Building Resilient Data Pipelines

Abstract

When the goal is to build robust data pipelines, the quality of the data we use is key. While big data often provides sufficient information for large models to learn from, issues of unbalanced, incomplete, or incorrect data may lead to critical errors. In this talk I will discuss recent research conducted by my group studying human annotator behaviour and its implications on the quality of the collected data and the bias in it. I will first discuss how human bias is reflected in the data which is being collected by means of crowdsourcing and the consequences of unbalanced data for machine learning models. Then, I will present our work making use of fine-grained behavioural logs and eye-tracking to better model data curators and human annotators. Finally, I will present examples of biased labels and their impact on ML classification decisions.

Biography

Dr. Gianluca Demartini is an Associate Professor in Data Science at the University of Queensland, School of Information Technology and Electrical Engineering. His main research interests are Information Retrieval, Semantic Web, and Human Computation.

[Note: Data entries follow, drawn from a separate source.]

PR #417, opened 2026-08-15
fix(plotly): address a box by its trace group and its position within it

### LINKED ISSUE #395: fix(plotly): a box plot's highlight selector counts boxes, not the DOM slots they occupy

jooyoungseo:
Closes #395.

A box needs **two** indices and was given one. Plotly puts one `<g>` in the `boxlayer` per trace and draws that trace's boxes as direct `path.box` children of it, so a categorical `go.Box` puts all of its boxes inside a single group. Numbering them as though each were its own group made box 1 match *every* box in the trace and boxes 2..n match nothing.

The DOM, measured in Chromium:

| figure | trace groups | children of each group |
|---|---|---|
| one `go.Box`, 3 categories | **1** | `path.box ×3`, `g.points ×3` |
| three `go.Box` traces | 3 | `path.box`, `g.points` |
| `go.Candlestick` + `go.Box` | 2 | group 1 is the candlestick's 4 boxes |

## Three failures, not one

**1. One trace, several categories.** Emitted `g:nth-child(1..3)` into a DOM with one group. Now one group, three `:nth-child(n of path.box)` positions inside it.

**2. A candlestick sharing the layer.** `layer_position` widened its search to boxlayer-mates only when the trace *was* a candlestick:

```python
if kind == "candlestick":
    mates = _BOXLAYER_TRACE_TYPES        # {"box", "candlestick"}
else:
    mates = frozenset({kind})            # a box counts only boxes
```

So a candlestick counted the boxes beside it, while a box ignored the candlestick and claimed the group the candlestick had already taken. Both draw into `g.boxlayer`, so each shifts the other. Tests assert both directions, and that a `go.Violin` (`violinlayer`) and a scatter (`scatterlayer`) shift neither.

**3. Multi-box with categories — the one the issue didn't cover.** `PlotlyMultiBoxPlot` looped over *traces* rather than boxes:

```
2 traces × 2 categories → 4 boxes of data, 2 selectors
```

Half the boxes addressed nothing at all, and since the frontend pairs selector *i* with box *i*, the two that did exist were pointing at the wrong boxes. The per-trace box count is now recorded during extraction, because a flat list of stats no longer says which trace contributed what.

## The outlier groups

The part that decides whether outliers are addressable: plotly emits one `g.points` per box, **including an empty one for a category with no outliers**, and the *j*-th pairs with the *j*-th box. That empty group is load-bearing — it keeps the pairing positional rather than a count of which categories happen to have any. Measured with 1, 0 and 2 outliers across three categories:

| box | box x | points in *j*-th `g.points` |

His research has been supported by the Australian Research Council (ARC), the EU H2020 framework program, the UK Engineering and Physical Sciences Research Council (EPSRC), by the Swiss National Science Foundation (SNSF), by Meta, the Wikimedia foundation, and Google. He received Best Paper awards at the AAAI Conference on Human Computation and Crowdsourcing (HCOMP) in 2018 and at the European Conference on Information Retrieval (ECIR) in 2016 and in 2020. He has published more than 200 peer-reviewed scientific publications at top venues such as WWW, ACM SIGIR, VLDBJ, ISWC, and ACM CHI.